Task statement
Both the line below containing "New server, new" and the line containing "Thanks for taking care of this!", along with every line between them, should be repeated exactly; no other line belongs in the answer.

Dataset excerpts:
-.-.-

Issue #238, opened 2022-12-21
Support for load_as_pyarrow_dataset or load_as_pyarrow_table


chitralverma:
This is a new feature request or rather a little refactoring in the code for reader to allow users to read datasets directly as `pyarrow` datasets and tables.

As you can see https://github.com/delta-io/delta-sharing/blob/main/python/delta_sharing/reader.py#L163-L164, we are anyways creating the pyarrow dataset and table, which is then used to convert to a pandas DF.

-.-.-

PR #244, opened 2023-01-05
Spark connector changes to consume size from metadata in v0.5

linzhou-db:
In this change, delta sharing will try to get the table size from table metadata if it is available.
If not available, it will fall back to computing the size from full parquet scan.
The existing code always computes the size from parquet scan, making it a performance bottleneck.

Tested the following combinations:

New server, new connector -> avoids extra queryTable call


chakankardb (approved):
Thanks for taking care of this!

-.-.-

Response to this exercise
New server, new connector -> avoids extra queryTable call


chakankardb (approved):
Thanks for taking care of this!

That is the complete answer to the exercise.